Data for this exercise
BEGIN

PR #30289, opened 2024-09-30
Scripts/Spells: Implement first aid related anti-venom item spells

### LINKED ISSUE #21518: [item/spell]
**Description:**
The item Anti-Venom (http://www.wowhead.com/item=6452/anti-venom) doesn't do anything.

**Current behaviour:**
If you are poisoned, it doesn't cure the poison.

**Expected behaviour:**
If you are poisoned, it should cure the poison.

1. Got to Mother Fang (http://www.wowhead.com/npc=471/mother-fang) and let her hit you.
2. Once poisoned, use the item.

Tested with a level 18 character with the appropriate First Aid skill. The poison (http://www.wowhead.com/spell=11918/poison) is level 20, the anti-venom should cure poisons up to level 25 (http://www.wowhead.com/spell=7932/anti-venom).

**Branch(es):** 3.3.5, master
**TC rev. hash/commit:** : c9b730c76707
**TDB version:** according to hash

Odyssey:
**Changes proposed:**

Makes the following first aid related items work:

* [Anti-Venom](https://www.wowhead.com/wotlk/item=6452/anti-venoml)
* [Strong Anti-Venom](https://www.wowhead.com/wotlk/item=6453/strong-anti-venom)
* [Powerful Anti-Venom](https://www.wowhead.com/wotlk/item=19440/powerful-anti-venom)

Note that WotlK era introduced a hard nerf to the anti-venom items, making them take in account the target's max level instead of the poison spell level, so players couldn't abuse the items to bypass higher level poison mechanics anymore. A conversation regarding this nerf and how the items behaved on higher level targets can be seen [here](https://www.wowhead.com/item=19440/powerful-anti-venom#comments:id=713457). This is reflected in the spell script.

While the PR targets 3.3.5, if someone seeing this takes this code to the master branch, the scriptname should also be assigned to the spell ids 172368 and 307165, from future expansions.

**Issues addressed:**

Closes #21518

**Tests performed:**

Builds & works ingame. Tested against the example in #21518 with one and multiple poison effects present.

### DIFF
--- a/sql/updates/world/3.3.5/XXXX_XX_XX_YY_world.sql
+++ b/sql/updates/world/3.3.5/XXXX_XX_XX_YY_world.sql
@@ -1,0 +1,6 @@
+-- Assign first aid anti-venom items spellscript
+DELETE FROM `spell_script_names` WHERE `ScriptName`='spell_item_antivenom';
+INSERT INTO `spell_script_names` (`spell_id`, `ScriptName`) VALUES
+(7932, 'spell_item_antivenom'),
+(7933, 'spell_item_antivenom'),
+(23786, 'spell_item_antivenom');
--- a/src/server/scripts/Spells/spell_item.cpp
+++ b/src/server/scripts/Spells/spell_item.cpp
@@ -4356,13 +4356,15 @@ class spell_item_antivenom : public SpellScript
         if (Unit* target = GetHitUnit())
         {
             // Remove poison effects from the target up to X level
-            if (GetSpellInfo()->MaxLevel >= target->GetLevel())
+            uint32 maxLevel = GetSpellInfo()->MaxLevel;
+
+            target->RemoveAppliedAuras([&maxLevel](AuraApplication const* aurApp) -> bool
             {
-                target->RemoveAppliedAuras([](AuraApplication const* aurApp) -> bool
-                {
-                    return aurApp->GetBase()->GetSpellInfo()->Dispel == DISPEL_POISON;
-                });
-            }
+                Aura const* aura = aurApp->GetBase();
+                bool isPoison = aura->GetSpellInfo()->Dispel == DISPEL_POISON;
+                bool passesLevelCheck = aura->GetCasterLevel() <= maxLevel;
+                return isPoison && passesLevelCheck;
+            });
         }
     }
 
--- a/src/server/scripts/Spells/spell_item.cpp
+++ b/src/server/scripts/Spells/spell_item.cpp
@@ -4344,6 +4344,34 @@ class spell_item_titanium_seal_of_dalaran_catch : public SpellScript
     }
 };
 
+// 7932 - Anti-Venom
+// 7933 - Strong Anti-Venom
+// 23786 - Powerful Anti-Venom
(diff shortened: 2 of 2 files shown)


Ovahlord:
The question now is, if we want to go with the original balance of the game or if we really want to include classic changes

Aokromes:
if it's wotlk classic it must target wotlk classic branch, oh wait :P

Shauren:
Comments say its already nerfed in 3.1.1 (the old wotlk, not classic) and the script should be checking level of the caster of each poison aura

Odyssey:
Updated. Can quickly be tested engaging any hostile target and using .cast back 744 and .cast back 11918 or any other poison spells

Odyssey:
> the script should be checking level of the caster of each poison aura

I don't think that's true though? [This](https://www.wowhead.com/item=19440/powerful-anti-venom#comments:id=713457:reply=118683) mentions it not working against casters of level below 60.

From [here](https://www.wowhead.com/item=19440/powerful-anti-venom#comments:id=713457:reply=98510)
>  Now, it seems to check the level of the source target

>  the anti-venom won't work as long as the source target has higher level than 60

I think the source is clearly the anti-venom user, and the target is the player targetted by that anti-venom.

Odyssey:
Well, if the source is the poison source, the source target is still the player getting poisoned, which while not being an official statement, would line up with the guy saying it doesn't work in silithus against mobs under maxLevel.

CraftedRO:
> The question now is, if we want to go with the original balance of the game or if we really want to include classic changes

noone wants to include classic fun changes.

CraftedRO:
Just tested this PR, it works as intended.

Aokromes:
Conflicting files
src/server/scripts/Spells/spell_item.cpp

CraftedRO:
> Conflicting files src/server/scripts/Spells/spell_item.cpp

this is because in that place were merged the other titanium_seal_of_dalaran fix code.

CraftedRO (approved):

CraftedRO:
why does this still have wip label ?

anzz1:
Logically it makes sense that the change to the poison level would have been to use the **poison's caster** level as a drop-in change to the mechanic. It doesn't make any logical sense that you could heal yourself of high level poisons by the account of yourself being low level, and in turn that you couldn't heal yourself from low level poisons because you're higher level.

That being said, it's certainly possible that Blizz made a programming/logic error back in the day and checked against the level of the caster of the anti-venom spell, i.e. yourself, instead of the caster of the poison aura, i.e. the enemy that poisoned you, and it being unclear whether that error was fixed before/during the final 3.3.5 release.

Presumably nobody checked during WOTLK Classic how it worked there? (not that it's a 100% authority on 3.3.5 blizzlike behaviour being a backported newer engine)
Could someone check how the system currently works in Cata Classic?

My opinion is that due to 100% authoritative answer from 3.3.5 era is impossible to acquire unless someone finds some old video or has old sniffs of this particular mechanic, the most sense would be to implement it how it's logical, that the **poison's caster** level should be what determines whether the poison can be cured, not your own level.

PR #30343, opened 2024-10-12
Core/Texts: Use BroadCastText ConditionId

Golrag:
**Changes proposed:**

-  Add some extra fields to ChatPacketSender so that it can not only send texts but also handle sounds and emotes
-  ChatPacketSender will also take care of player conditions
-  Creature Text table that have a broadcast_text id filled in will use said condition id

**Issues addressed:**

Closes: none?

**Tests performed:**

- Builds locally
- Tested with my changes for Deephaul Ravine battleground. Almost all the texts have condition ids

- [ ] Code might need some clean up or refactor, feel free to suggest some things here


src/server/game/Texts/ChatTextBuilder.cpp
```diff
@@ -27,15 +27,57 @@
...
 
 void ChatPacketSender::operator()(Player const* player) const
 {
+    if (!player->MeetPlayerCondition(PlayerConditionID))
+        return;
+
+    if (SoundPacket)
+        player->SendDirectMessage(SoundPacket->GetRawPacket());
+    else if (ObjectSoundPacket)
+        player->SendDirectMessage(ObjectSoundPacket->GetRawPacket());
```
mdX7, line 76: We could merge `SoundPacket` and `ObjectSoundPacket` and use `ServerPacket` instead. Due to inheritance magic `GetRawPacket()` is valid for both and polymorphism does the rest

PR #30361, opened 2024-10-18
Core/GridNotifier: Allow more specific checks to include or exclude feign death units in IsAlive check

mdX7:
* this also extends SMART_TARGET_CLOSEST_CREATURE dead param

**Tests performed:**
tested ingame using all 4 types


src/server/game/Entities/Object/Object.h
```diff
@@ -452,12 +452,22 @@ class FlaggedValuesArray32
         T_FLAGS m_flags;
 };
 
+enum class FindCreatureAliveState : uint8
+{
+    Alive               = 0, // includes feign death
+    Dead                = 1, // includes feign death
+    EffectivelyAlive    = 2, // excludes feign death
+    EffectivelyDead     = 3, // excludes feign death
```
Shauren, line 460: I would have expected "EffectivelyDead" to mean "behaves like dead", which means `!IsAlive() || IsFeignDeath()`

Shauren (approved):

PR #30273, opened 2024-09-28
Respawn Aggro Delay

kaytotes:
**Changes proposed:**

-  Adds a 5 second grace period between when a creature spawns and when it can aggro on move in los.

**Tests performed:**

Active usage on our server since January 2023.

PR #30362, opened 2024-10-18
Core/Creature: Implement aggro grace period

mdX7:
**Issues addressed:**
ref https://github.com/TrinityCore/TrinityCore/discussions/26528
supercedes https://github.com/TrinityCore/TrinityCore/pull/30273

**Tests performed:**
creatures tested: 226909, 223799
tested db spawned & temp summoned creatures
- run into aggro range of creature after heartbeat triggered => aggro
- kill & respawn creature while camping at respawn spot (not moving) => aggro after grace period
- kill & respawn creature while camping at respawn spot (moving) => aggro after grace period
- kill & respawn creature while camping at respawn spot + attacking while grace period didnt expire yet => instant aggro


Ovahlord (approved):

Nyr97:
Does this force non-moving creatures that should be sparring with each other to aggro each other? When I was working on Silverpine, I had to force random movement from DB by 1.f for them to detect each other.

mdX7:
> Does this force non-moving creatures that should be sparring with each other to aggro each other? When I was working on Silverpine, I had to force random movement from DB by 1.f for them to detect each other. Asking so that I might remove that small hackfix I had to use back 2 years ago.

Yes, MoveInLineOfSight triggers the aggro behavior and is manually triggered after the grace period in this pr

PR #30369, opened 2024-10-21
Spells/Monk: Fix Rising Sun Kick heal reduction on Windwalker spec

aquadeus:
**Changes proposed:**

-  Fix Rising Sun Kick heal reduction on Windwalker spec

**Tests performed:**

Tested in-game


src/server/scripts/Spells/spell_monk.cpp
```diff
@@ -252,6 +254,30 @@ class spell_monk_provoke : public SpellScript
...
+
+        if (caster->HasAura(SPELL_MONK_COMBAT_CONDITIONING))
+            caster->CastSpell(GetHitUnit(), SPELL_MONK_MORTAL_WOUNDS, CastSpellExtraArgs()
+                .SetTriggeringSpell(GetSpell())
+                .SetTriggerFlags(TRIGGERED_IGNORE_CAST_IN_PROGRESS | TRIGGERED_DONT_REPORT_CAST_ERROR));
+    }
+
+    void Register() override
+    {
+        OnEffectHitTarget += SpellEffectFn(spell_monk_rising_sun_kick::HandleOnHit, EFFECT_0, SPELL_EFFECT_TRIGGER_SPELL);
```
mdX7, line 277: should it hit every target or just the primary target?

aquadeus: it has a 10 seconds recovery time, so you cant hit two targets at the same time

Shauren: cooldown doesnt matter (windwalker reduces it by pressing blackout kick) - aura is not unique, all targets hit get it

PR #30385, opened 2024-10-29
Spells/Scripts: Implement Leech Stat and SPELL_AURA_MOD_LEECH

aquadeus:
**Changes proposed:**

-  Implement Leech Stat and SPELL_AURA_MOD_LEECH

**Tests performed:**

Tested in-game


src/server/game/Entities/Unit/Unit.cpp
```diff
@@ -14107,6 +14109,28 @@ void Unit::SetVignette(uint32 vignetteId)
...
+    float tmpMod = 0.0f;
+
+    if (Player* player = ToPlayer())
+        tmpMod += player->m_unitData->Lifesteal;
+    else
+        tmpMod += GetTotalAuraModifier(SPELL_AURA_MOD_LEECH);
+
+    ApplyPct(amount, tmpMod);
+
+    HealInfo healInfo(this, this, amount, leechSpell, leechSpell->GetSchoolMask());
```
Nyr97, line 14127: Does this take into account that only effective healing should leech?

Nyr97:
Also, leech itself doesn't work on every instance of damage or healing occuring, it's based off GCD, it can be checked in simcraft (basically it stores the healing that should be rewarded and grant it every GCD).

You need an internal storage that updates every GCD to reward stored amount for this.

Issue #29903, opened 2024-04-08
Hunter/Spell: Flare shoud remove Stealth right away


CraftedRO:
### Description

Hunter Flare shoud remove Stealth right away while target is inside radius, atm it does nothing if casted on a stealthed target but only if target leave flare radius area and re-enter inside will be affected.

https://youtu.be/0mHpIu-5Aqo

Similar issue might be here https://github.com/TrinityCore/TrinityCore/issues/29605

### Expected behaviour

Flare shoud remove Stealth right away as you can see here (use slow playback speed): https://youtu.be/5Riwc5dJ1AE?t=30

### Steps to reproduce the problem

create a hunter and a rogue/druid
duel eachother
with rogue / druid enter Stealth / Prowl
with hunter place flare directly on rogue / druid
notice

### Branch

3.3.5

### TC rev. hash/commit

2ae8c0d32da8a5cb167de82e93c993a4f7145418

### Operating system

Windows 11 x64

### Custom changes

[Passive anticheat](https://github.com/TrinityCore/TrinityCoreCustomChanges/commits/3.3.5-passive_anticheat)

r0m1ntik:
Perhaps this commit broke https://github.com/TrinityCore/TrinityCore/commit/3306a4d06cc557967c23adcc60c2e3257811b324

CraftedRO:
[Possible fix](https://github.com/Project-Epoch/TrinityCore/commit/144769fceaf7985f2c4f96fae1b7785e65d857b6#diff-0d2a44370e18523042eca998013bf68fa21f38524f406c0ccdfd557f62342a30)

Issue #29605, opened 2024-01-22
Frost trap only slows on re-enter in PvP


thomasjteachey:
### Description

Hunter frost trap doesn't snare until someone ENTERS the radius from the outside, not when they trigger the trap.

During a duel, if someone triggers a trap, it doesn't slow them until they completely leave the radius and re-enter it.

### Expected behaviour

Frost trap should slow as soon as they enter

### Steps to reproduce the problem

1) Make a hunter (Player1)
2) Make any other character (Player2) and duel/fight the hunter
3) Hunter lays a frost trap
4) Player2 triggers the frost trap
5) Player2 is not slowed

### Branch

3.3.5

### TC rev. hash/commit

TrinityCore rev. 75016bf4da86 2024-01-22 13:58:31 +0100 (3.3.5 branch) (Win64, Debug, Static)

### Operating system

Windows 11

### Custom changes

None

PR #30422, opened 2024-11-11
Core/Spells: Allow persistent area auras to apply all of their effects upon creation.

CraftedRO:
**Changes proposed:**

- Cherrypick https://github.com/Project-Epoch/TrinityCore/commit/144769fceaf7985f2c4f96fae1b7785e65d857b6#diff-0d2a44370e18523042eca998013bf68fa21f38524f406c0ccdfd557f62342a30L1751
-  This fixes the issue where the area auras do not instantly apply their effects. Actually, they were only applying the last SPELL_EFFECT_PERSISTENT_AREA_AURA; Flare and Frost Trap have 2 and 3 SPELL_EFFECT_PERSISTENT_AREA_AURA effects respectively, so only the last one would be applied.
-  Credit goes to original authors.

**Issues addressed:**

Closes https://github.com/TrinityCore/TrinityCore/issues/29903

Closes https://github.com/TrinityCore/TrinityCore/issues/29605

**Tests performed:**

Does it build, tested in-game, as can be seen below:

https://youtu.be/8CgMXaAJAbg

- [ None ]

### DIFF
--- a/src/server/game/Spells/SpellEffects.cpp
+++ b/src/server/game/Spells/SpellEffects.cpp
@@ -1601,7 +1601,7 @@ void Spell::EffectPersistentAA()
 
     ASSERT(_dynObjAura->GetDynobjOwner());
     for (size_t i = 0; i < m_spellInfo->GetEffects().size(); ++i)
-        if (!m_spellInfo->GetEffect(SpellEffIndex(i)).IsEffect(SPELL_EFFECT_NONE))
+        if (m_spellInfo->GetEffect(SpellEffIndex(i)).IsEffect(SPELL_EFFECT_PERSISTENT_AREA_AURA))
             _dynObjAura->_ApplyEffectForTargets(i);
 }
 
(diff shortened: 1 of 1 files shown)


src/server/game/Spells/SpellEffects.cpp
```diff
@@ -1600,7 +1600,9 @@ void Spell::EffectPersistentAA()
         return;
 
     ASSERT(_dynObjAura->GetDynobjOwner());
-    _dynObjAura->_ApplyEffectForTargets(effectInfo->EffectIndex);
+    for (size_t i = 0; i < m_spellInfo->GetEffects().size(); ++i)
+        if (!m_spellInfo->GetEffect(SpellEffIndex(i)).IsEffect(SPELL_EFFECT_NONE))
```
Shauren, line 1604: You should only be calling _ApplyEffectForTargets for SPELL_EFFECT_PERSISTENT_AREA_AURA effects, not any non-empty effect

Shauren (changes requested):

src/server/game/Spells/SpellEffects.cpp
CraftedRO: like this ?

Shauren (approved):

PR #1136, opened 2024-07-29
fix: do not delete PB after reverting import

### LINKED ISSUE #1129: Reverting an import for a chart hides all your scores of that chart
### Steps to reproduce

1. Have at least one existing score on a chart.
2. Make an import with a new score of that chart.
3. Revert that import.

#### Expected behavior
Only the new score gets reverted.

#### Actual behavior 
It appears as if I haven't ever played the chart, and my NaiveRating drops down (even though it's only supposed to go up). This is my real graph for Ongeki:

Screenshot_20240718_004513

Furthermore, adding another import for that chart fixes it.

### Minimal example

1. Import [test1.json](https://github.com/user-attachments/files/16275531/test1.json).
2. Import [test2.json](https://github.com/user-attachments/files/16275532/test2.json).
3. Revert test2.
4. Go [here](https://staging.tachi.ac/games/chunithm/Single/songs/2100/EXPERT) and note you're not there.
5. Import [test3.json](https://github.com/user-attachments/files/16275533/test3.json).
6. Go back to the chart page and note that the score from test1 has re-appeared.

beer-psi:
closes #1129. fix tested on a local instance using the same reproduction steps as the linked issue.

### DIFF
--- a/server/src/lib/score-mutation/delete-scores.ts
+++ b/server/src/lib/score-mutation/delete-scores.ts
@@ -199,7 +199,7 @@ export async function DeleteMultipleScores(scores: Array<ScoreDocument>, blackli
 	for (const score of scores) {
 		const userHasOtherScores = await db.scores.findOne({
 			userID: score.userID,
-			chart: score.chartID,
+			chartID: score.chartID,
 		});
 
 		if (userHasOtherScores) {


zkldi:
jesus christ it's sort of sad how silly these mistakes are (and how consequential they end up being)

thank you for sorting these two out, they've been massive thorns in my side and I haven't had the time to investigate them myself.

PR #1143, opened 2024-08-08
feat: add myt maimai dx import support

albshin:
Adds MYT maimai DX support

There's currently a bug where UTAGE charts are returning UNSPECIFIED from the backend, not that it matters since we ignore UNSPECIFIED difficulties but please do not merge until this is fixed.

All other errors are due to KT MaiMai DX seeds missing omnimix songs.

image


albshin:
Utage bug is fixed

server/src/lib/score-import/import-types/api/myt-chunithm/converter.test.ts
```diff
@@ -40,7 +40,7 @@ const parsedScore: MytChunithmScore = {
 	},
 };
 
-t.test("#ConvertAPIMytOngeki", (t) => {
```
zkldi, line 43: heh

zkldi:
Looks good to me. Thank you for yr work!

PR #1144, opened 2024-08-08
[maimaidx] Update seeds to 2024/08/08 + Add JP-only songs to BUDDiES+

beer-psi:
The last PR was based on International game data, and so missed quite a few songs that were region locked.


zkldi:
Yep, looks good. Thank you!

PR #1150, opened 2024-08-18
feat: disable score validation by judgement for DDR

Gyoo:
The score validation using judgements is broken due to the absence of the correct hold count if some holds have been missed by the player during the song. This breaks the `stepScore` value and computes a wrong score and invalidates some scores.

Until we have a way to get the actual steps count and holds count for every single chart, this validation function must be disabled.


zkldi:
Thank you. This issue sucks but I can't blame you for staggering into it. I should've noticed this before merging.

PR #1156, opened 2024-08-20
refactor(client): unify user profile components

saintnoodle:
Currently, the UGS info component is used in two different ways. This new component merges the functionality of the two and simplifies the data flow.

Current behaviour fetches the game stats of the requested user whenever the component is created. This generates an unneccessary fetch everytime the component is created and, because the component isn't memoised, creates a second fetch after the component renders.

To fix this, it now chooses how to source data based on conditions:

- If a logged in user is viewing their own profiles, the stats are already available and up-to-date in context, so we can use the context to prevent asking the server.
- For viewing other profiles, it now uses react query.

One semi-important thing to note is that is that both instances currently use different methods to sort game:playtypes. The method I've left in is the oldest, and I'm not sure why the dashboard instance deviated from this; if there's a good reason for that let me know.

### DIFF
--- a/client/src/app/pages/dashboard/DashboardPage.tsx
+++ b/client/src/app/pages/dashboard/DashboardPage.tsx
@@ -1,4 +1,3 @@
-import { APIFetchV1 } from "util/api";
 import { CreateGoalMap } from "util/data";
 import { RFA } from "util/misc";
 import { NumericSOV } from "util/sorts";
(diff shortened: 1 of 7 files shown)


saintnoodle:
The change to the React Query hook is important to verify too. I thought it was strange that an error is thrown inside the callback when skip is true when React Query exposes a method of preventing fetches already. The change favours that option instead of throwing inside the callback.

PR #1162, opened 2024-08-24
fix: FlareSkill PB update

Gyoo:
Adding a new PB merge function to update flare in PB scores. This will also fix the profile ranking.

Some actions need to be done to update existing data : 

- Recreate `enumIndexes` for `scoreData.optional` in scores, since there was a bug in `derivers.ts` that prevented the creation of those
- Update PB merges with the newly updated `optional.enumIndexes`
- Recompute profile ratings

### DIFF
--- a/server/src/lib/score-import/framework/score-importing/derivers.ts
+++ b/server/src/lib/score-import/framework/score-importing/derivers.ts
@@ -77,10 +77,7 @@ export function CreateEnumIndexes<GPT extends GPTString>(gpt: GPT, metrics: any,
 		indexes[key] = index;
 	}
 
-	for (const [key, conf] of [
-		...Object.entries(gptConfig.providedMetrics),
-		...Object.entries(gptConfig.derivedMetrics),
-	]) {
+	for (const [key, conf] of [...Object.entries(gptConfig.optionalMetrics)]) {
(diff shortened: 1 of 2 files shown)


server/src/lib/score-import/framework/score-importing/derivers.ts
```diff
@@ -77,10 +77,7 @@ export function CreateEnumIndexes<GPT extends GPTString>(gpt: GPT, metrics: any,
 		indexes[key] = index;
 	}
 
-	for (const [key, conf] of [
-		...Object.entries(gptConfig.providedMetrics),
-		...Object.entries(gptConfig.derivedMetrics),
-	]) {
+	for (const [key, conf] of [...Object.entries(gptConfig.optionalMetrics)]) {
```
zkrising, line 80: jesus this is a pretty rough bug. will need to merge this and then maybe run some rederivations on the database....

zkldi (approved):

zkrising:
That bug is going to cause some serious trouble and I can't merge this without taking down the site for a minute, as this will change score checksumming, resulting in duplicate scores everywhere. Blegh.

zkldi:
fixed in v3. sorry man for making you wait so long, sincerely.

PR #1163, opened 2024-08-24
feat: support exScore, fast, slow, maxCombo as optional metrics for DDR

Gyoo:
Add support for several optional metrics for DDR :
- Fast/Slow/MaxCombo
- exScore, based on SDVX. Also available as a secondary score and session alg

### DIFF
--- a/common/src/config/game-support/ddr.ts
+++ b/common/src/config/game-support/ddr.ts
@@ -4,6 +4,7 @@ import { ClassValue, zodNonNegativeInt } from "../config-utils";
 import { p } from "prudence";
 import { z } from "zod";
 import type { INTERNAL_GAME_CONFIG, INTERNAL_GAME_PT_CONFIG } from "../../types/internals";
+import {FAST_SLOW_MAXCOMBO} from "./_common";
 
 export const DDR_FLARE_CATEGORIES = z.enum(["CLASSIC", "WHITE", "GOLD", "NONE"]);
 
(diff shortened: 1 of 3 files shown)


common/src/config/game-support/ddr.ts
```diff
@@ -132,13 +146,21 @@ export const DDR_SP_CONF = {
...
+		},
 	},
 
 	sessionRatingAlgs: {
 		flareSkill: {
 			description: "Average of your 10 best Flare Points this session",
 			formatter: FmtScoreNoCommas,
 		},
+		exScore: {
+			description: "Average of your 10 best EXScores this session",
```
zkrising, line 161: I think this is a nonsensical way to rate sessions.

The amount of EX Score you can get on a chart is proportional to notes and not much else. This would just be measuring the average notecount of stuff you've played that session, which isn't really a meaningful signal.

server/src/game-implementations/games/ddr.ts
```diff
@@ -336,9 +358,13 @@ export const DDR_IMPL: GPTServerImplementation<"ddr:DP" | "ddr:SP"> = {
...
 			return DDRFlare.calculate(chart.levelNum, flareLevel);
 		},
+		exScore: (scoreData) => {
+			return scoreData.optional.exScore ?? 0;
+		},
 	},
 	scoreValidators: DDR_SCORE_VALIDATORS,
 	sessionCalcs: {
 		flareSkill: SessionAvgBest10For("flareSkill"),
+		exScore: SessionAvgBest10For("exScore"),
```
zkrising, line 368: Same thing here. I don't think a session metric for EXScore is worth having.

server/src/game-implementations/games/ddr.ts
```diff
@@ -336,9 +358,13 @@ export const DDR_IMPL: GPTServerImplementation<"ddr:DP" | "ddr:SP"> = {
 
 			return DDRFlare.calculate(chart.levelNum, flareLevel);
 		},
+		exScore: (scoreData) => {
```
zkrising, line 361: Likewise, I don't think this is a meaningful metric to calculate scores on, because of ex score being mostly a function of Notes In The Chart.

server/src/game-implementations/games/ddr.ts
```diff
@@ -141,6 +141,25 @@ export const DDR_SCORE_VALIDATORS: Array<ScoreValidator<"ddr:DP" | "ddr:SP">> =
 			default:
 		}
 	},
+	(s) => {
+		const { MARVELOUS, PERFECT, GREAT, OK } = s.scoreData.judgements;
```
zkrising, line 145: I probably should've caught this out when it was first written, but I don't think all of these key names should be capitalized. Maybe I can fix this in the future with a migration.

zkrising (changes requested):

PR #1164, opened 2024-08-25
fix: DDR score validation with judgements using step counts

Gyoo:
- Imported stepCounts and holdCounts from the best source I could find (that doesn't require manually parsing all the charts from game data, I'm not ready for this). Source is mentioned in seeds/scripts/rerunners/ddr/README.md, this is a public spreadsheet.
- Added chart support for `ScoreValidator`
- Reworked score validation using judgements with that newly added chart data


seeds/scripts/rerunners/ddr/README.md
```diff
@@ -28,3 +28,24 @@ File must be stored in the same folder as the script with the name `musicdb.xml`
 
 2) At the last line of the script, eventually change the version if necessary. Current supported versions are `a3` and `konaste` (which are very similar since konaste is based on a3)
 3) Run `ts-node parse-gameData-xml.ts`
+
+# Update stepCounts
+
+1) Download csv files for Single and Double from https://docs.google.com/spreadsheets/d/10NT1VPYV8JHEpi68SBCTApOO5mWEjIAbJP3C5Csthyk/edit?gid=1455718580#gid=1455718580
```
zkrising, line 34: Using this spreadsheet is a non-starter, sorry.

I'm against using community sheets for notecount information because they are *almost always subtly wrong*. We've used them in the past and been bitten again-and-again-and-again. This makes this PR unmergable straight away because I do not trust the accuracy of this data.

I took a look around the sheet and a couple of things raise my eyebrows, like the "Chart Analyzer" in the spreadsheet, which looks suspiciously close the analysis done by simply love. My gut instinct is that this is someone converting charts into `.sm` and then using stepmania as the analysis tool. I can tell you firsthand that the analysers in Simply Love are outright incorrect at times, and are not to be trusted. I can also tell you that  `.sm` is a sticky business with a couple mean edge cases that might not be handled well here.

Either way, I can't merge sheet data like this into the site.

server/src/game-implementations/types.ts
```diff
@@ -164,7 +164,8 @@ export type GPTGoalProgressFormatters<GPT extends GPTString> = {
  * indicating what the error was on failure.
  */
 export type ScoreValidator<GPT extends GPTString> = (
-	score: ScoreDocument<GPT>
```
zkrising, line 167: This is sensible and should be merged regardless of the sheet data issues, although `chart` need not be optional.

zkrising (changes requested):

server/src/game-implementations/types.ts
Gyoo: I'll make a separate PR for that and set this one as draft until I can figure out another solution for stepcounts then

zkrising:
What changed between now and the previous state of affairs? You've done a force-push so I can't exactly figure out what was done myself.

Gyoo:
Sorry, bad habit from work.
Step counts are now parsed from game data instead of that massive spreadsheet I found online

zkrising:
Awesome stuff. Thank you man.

END

Work request
In the preceding material, find each line holding the word "Allow" and copy it out.

Task answer
Core/GridNotifier: Allow more specific checks to include or exclude feign death units in IsAlive check
Core/Spells: Allow persistent area auras to apply all of their effects upon creation.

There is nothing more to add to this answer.